Below are records to be reproduced exactly and in full.

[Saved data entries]

BEGIN

PR #2451, opened 2024-06-28

### LINKED ISSUE #2305: QueryIterators/ScanIterators should log query id first

SethSmucker:
Create QueryLogIterator class that logs a query's ID to the TServer logs

Resolves #2305


warehouse/query-core/src/main/java/datawave/query/iterator/QueryLogIterator.java
```diff
@@ -0,0 +1,191 @@
...
+        } finally {
+            logEndOf("init()");
+        }
+    }
+
+    /**
+     * Logs the query id and {@link SortedKeyValueIterator} method name before the method is run.
+     */
+    private void logStartOf(String methodName) {
+        if (log.isInfoEnabled()) {
```
ivakegg: I am thinking the info level may not be appropriate.  Maybe debug instead.

ivakegg (changes requested):

ivakegg (dismissed):

warehouse/query-core/src/main/java/datawave/query/iterator/QueryLogIterator.java
```diff
@@ -0,0 +1,191 @@
...
+    @Override
+    public void init(SortedKeyValueIterator<Key,Value> source, Map<String,String> options, IteratorEnvironment env) throws IOException {
+
+        try {
+            logStartOf("init()");
+            this.queryID = options.get(QUERY_ID);
+            this.source = source;
+            this.env = env;
+        } finally {
+            logEndOf("init()");
```
billoley, line 64: Not sure there is value in calling logStartOf and logEndOf here since we are not making any call on source between these two calls

warehouse/query-core/src/main/java/datawave/query/iterator/QueryLogIterator.java
```diff
@@ -0,0 +1,191 @@
...
+    public boolean hasTop() {
+        boolean result;
+
+        try {
+            logStartOf("hasTop()");
+            result = source.hasTop();
+        } finally {
+            logEndOf("hasTop()");
+        }
+        return result;
```
billoley: I think the start/end logs on this method are overkill, but would like to see changing the thread name and adding queryId to a MappedDiagnosticContext

warehouse/query-core/src/main/java/datawave/query/iterator/QueryLogIterator.java
```diff
@@ -0,0 +1,191 @@
...
+        Value v;
+        try {
+            logStartOf("getTopValue()");
+            v = source.getTopValue();
+        } finally {
+            logEndOf("getTopValue()");
+        }
+        return v;
+    }
+
```
billoley, line 185: I think the start/end logs on these methods are overkill, but would like to see changing the thread name and adding queryId to a MappedDiagnosticContext

warehouse/query-core/src/main/java/datawave/query/iterator/QueryLogIterator.java
```diff
@@ -0,0 +1,191 @@
...
+        QueryLogIterator copy;
+
+        try {
+            logStartOf("deepCopy()");
+            copy = new QueryLogIterator(this, this.env);
+        } finally {
+            logEndOf("deepCopy()");
+        }
+        return copy;
+    }
```
billoley, line 216: I think the start/end logs on this method are overkill, but would like to see changing the thread name and adding queryId to a MappedDiagnosticContext

warehouse/query-core/src/main/java/datawave/query/iterator/QueryLogIterator.java
```diff
@@ -0,0 +1,191 @@
...
+    @Override
+    public void seek(Range range, Collection<ByteSequence> collection, boolean b) throws IOException {
+
+        try {
+            logStartOf("seek()");
+            this.source.seek(range, collection, b);
+        } finally {
+            logEndOf("seek()");
+        }
+    }
```
billoley, line 239: Would like to see changing the thread name and adding queryId to a MappedDiagnosticContext

warehouse/query-core/src/main/java/datawave/query/iterator/QueryLogIterator.java
```diff
@@ -0,0 +1,191 @@
...
+     */
+    @Override
+    public void next() throws IOException {
+        try {
+            logStartOf("next()");
+            source.next();
+        } finally {
+            logEndOf("next()");
+        }
+    }
```
billoley, line 124: Would like to see changing the thread name and adding queryId to a MappedDiagnosticContext

billoley (changes requested):
How to update thread name and restore old name
Also how to add and remove a value to the MapedDiagnosticContext (MDC)

```
String oldName = Thread.currentThread().getName();
Thread.currentThread().setName(oldName + " -> " + queryId);
MDC.put("queryId", queryId);
try {
    // call corresponding method of the source
} finally {
    Thread.currentThread().setName(oldName);
    MDC.remove("queryId");
}
```


Keep the start/stop logging in seek and next, but it's overkill in the others
Add the code to change/restore thread name and add/remove MDC in all methods that are overridden from the base class and which call that method on source

hlgp:
Reopen when ready for eyes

END

_Written reply_
PR #2451, opened 2024-06-28

### LINKED ISSUE #2305: QueryIterators/ScanIterators should log query id first

SethSmucker:
Create QueryLogIterator class that logs a query's ID to the TServer logs

Resolves #2305


warehouse/query-core/src/main/java/datawave/query/iterator/QueryLogIterator.java
```diff
@@ -0,0 +1,191 @@
...
+        } finally {
+            logEndOf("init()");
+        }
+    }
+
+    /**
+     * Logs the query id and {@link SortedKeyValueIterator} method name before the method is run.
+     */
+    private void logStartOf(String methodName) {
+        if (log.isInfoEnabled()) {
```
ivakegg: I am thinking the info level may not be appropriate.  Maybe debug instead.

ivakegg (changes requested):

ivakegg (dismissed):

warehouse/query-core/src/main/java/datawave/query/iterator/QueryLogIterator.java
```diff
@@ -0,0 +1,191 @@
...
+    @Override
+    public void init(SortedKeyValueIterator<Key,Value> source, Map<String,String> options, IteratorEnvironment env) throws IOException {
+
+        try {
+            logStartOf("init()");
+            this.queryID = options.get(QUERY_ID);
+            this.source = source;
+            this.env = env;
+        } finally {
+            logEndOf("init()");
```
billoley, line 64: Not sure there is value in calling logStartOf and logEndOf here since we are not making any call on source between these two calls

warehouse/query-core/src/main/java/datawave/query/iterator/QueryLogIterator.java
```diff
@@ -0,0 +1,191 @@
...
+    public boolean hasTop() {
+        boolean result;
+
+        try {
+            logStartOf("hasTop()");
+            result = source.hasTop();
+        } finally {
+            logEndOf("hasTop()");
+        }
+        return result;
```
billoley: I think the start/end logs on this method are overkill, but would like to see changing the thread name and adding queryId to a MappedDiagnosticContext

warehouse/query-core/src/main/java/datawave/query/iterator/QueryLogIterator.java
```diff
@@ -0,0 +1,191 @@
...
+        Value v;
+        try {
+            logStartOf("getTopValue()");
+            v = source.getTopValue();
+        } finally {
+            logEndOf("getTopValue()");
+        }
+        return v;
+    }
+
```
billoley, line 185: I think the start/end logs on these methods are overkill, but would like to see changing the thread name and adding queryId to a MappedDiagnosticContext

warehouse/query-core/src/main/java/datawave/query/iterator/QueryLogIterator.java
```diff
@@ -0,0 +1,191 @@
...
+        QueryLogIterator copy;
+
+        try {
+            logStartOf("deepCopy()");
+            copy = new QueryLogIterator(this, this.env);
+        } finally {
+            logEndOf("deepCopy()");
+        }
+        return copy;
+    }
```
billoley, line 216: I think the start/end logs on this method are overkill, but would like to see changing the thread name and adding queryId to a MappedDiagnosticContext

warehouse/query-core/src/main/java/datawave/query/iterator/QueryLogIterator.java
```diff
@@ -0,0 +1,191 @@
...
+    @Override
+    public void seek(Range range, Collection<ByteSequence> collection, boolean b) throws IOException {
+
+        try {
+            logStartOf("seek()");
+            this.source.seek(range, collection, b);
+        } finally {
+            logEndOf("seek()");
+        }
+    }
```
billoley, line 239: Would like to see changing the thread name and adding queryId to a MappedDiagnosticContext

warehouse/query-core/src/main/java/datawave/query/iterator/QueryLogIterator.java
```diff
@@ -0,0 +1,191 @@
...
+     */
+    @Override
+    public void next() throws IOException {
+        try {
+            logStartOf("next()");
+            source.next();
+        } finally {
+            logEndOf("next()");
+        }
+    }
```
billoley, line 124: Would like to see changing the thread name and adding queryId to a MappedDiagnosticContext

billoley (changes requested):
How to update thread name and restore old name
Also how to add and remove a value to the MapedDiagnosticContext (MDC)

```
String oldName = Thread.currentThread().getName();
Thread.currentThread().setName(oldName + " -> " + queryId);
MDC.put("queryId", queryId);
try {
    // call corresponding method of the source
} finally {
    Thread.currentThread().setName(oldName);
    MDC.remove("queryId");
}
```


Keep the start/stop logging in seek and next, but it's overkill in the others
Add the code to change/restore thread name and add/remove MDC in all methods that are overridden from the base class and which call that method on source

hlgp:
Reopen when ready for eyes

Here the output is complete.